--- What this task involves ---
The number of lines below containing the word "added" is all that should be returned.

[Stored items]
PR #152, opened 2017-03-23
Add PC_Range(p PCPATCH, first int4, count int4)

elemoine:
This commit adds a `PC_Range` function. This function returns a patch of "count" points. These points are selected from the start-th point in the input patch.

Patch originally written by @pblottiere.

### DIFF
--- a/lib/pc_patch.c
+++ b/lib/pc_patch.c
@@ -306,7 +306,7 @@ PCPATCH *
 pc_patch_from_wkb(const PCSCHEMA *s, uint8_t *wkb, size_t wkbsize)
 {
 	/*
-	byte:     endianness (1 = NDR, 0 = XDR)
+	byte:	  endianness (1 = NDR, 0 = XDR)
 	uint32:   pcid (key to POINTCLOUD_SCHEMAS)
 	uint32:   compression (0 = no compression, 1 = dimensional, 2 = GHT)
 	uchar[]:  data (interpret relative to pcid and compression)
@@ -378,7 +378,7 @@ uint8_t *
 pc_patch_to_wkb(const PCPATCH *patch, size_t *wkbsize)
 {
 	/*
-	byte:     endianness (1 = NDR, 0 = XDR)
+	byte:	  endianness (1 = NDR, 0 = XDR)
 	uint32:   pcid (key to POINTCLOUD_SCHEMAS)
 	uint32:   compression (0 = no compression, 1 = dimensional, 2 = GHT)
 	uchar[]:  data (interpret relative to pcid and compression)
@@ -520,6 +520,68 @@ pc_patch_from_patchlist(PCPATCH **palist, int numpatches)
 	}
 
 	return (PCPATCH*)paout;
+}
+
+// first: the first element to select (1-based indexing)
+// count: the number of points to select
+PCPATCH *
+pc_patch_range(const PCPATCH *pa, int first, int count)
+{
+	PCPATCH_UNCOMPRESSED *paout, *pu;
+	int countmax;
+	uint8_t *buf;
+	size_t size;
+	size_t start;
+
+	assert(pa);
+
+	first--;
+	countmax = pa->npoints - first;
+
+	if ( count > countmax )
+		count = countmax;
+
+	if ( first < 0 || count <= 0 )
+		return NULL;
+
+	if ( count == pa->npoints )
+		return (PCPATCH *) pa;
+
+	paout = pc_patch_uncompressed_make(pa->schema, count);
+	if ( !paout )
+		return NULL;
+	paout->npoints = count;
+
+	pu = (PCPATCH_UNCOMPRESSED *) pc_patch_uncompress(pa);
+	if ( !pu )
+	{
+		pc_patch_free((PCPATCH *) paout);
+		return NULL;
+	}
+
+	buf = paout->data;
+	start = pa->schema->size * first;
+	size = pa->schema->size * count;
+
+	memcpy(buf, pu->data + start, size);
+
+	if ( ((PCPATCH *) pu) != pa )
+		pc_patch_free((PCPATCH *) pu);
+
+	if ( PC_FAILURE == pc_patch_uncompressed_compute_extent(paout) )
+	{
+		pcerror("%s: extent computation failed", __func__);
+		pc_patch_free((PCPATCH *) paout);
+		return NULL;
+	}
+	if ( PC_FAILURE == pc_patch_uncompressed_compute_stats(paout) )
+	{
+		pcerror("%s: stats computation failed", __func__);
+		pc_patch_free((PCPATCH *) paout);
+		return NULL;
+	}
+
+	return (PCPATCH *) paout;
 }
 
 /** get point n from patch */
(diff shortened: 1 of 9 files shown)


lib/pc_patch.c
```diff
@@ -522,6 +522,77 @@ pc_patch_from_patchlist(PCPATCH **palist, int numpatches)
...
+	PCPATCH_UNCOMPRESSED *paout;
+	uint8_t *buf;
+	size_t size;
+	size_t start;
+
+	assert(pa);
+
+	if(first+count > pa->npoints)
+	count = pa->npoints - first;
+
```
mbredif: Return NULL if count<=0?

lib/pc_patch.c
```diff
@@ -522,6 +522,77 @@ pc_patch_from_patchlist(PCPATCH **palist, int numpatches)
...
+	paout = pc_patch_uncompressed_make(pa->schema, count);
+	buf = paout->data;
+	paout->npoints = count;
+	start = pa->schema->size * first;
+	size = pa->schema->size * count;
+
+	switch( pa->type )
```
mbredif: This switch is somewhat redundant with pc_patch_uncompress, which could be used instead (freeing the uncompressed patch if its pointer differs from the input patch.)

lib/pc_patch.c
elemoine: +1

But I am not sure what we will be the result for the user. But I'll try.

elemoine:
> The doc should say if the index is 0 or 1 based. (PointN is currently 1 based but could be made 0 based or vice versa for homogeneity)

Good point. I am going to make it 1-based, just like `PC_PointN` (and PostGIS' `ST_GeometryN`).

elemoine:
> How about adding negative indices for start and count that would count backwards?

Why not, but we don't have that use-case for now. For your information, we use `PC_Range` together with [Revert Morton](https://github.com/Oslandia/pgmorton) in LOPoCS.

lib/pc_patch.c
elemoine: This is again a very good comment. I reimplemented `pc_patch_range` in terms of `pc_patch_umcompress`. Please look at the patch again.

lib/pc_patch.c
elemoine: The result for the user is NULL values. For example:

```
pointcloud=# select id, (pc_range(pa, 1, -1) IS NULL) AS null from patches;
 id | null
----+------
  1 | t
  2 | t
  3 | t
  4 | t
  5 | t
  6 | t
  7 | t
  8 | t
  9 | t
 10 | t
 11 | t
(11 rows)
```

elemoine:
I took into account all the comments from @mbredif. This is ready for review again.

mbredif:
That looks good, thanks elemoine. Maybe some test could be added for edge cases (where NULL patch is returned).

elemoine:
> Maybe some test could be added for edge cases (where NULL patch is returned).

Done.

lib/pc_patch.c
```diff
@@ -522,6 +522,56 @@ pc_patch_from_patchlist(PCPATCH **palist, int numpatches)
...
+	size = pa->schema->size * count;
+
+	memcpy(buf, pu->data + start, size);
+
+	if ( ((PCPATCH *) pu) != pa )
+		pc_patch_free((PCPATCH *) pu);
+
+	if ( PC_FAILURE == pc_patch_uncompressed_compute_extent(paout) )
+	{
+		pcerror("%s: extent computation failed", __func__);
```
pblottiere: I think we should free `paout` in this case?

lib/pc_patch.c
```diff
@@ -522,6 +522,56 @@ pc_patch_from_patchlist(PCPATCH **palist, int numpatches)
...
+		return NULL;
+	}
+	if ( PC_FAILURE == pc_patch_uncompressed_compute_stats(paout) )
+	{
+		pcerror("%s: stats computation failed", __func__);
```
pblottiere: Same comment about freeing aout`.

pblottiere:
@elemoine Thank you for your work! Aside from my minor comments above, it looks good to me!

lib/pc_patch.c
elemoine: Good catch. And there also is a missing `pc_patch_free(paout)` for the case where `pu == NULL` above. I am fixing those.

elemoine: Done.

lib/pc_patch.c
elemoine: Done.

elemoine:
Thanks @pblottiere and @mbredif. Patch updated. I'll merge it tonight or tomorrow if there are no other comments.

pgsql/pc_access.c
```diff
@@ -677,6 +678,27 @@ Datum pcpatch_pointn(PG_FUNCTION_ARGS)
...
+	PCPATCH *patchout = NULL;
+	if ( patch )
+	{
+		patchout = pc_patch_range(patch, first, count);
+		pc_patch_free(patch);
+	}
+	if ( !patchout )
+		PG_RETURN_NULL();
+	serpaout = pc_patch_serialize(patchout, NULL);
+	PG_RETURN_POINTER(serpaout);
```
mbredif: `patchout` should be freed as well, I guess.

lib/pc_patch.c
```diff
@@ -522,6 +522,61 @@ pc_patch_from_patchlist(PCPATCH **palist, int numpatches)
...
+	size_t start;
+
+	assert(pa);
+
+	if ( count < 1 || first < 1 || first > pa->npoints )
+		return NULL;
+
+	if ( first + count > pa->npoints + 1)
+		count = pa->npoints - first + 1;
+
```
mbredif: `if ( count == pa->npoints ) return pa;` ? (implies a conditionnal free [here](https://github.com/pgpointcloud/pointcloud/pull/152/files#diff-553ae5a53a7958f15eea808d2b303e82R694) )

lib/pc_patch.c
```diff
@@ -522,6 +522,61 @@ pc_patch_from_patchlist(PCPATCH **palist, int numpatches)
...
+PCPATCH *
+pc_patch_range(const PCPATCH *pa, int first, int count)
+{
+	PCPATCH_UNCOMPRESSED *paout, *pu;
+	uint8_t *buf;
+	size_t size;
+	size_t start;
+
+	assert(pa);
+
```
mbredif: You could do first `--first;` up front to go from 1-based to 0-based indexing in order to simplify the indexing : no `-1` line 566 and 537-541 could become :

```
  --first;
  int countmax = pa->npoints - first;
  if ( count > countmax ) count = countmax ;
  if ( first < 0 || count <= 0) return NULL;
```

lib/pc_patch.c
elemoine: Do you mean `if ( first == 0 && count == pa->npoints ) return pa;` instead?

elemoine: Ok, `count == pa->npoints` implies that `first == 0`.

pgsql/pc_access.c
elemoine: Done.

lib/pc_patch.c
elemoine: Done. I like that a lot!

lib/pc_patch.c
elemoine: Done.

elemoine:
Thanks for the excellent comments @mbredif. I took all of them into account.

lib/pc_patch.c
elemoine: And I added `test_patch_range_compression_none_with_full_range` for that case.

--- Solved exercise ---
3